Multi-ion Clocks with In+ and Yb+ Coulomb Crystals

报告摘要：In 2012, we proposed multi-ion spectroscopy to improve the stability of optical ion clocks which is fundamentally limited by the quantum projection noise of the single ion. Multi-ion clocks will not only improve the stability by exploiting the higher signal to noise of multiple ions or their uncertainty by allowing for sympathetic cooling of clock ions using a separate ion species but will be the basis for future entangled clocks and cascaded clocks. For the multi-ion approach we have developed and qualified scalable high-precision ion traps, which are already in use in several experiments. A challenge is the high level of control of systematic shifts when scaling up a single trapped ion to a complex many-body system. I will discuss our results in characterizing the shifts in multiple trapped ions and from lessons learned the potential of multi-ion spectroscopy. The multi-ion clock is operated in a recent dedicated experiment, where 115In+ ions are sympathetically cooled by 172Yb+ ions. Here, I will report on the status of clock operation and international clock comparisons with fractional uncertainties at the level of low 10-18. Last but not least, I will briefly discuss new world-record limits we obtained in our work on an improved test of local Lorentz invariance using 172Yb+ ions and the search for new bosons using clock spectroscopy on even Yb+ isotopes.
报告人简介：Prof.

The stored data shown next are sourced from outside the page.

PR #1024, opened 2017-11-08
Experimental: parser value set implemented as a first class type

hanw:
The PR implements an experimental feature to use parser value set as a first class type. 

The implemented parser value set type is:
```
value_set<T> pvs;
```

The name of a parser value set can be used as the select case in a parser state, just as we had in P4-14.

```
value_set<bit<16>> pvs0_0;
value_set<bit<16>> pvs1_0;
state parse_ethernet {
   packet.extract<ethernet_t>(hdr.ethernet);
       pvs0_0: accept;
       pvs1_0: parse_inner_ethernet;
       default: accept;
   }
}
```

It is up to the language design group to decide the merit of this approach. But at least we have a working prototype for the discussion.

### DIFF
--- a/backends/bmv2/parser.cpp
+++ b/backends/bmv2/parser.cpp
@@ -200,7 +200,8 @@ void ParserConverter::convertSimpleKey(const IR::Expression* keySet,
 
 unsigned ParserConverter::combine(const IR::Expression* keySet,
                                 const IR::ListExpression* select,
-                                mpz_class& value, mpz_class& mask) const {
+                                mpz_class& value, mpz_class& mask,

Dr. Tanja E. Mehlstäubler is a world-leading expert in precision optical spectroscopy. In her early career she studied francium and magnesium neutral atoms in a magneto-optical trap and investigated novel cooling methods for a Mg-based optical frequency standard. During her PostDoc at LNE-SYRTE in France, she brought her interests in quantum sensing to the cold atom gravimeter. Following another PostDoc with the Yb+ ion clock at PTB, she invented the idea of the "multi-ion" optical clock unifying the superb experimental control of single ions and the high signal-to-noise ratio of multiple quantum absorbers, as was previously only available in optical lattice clocks. In 2009, Tanja Mehlstäubler joined the QUEST Institute for Experimental Quantum Metrology at PTB, where she established her own research group. Since then, she develops high-precision scalable and integrated ion traps enabling 3D optical access for coherent laser manipulation and clock interrogation. With ion Coulomb crystals at hand, Tanja Mehlstäubler is fascinated by the complexity of the thermodynamics in such many-body systems. The physics of solitons and topological defects arising in 2D and 3D Coulomb crystal structures is just one of the pillars of her work group "Quantum Clocks and Complex Systems" at PTB. Furthermore, she is leading the multi-ion In+/Yb+ composite clocks experiment and is testing the limits of fundamental physics in engineered quantum systems.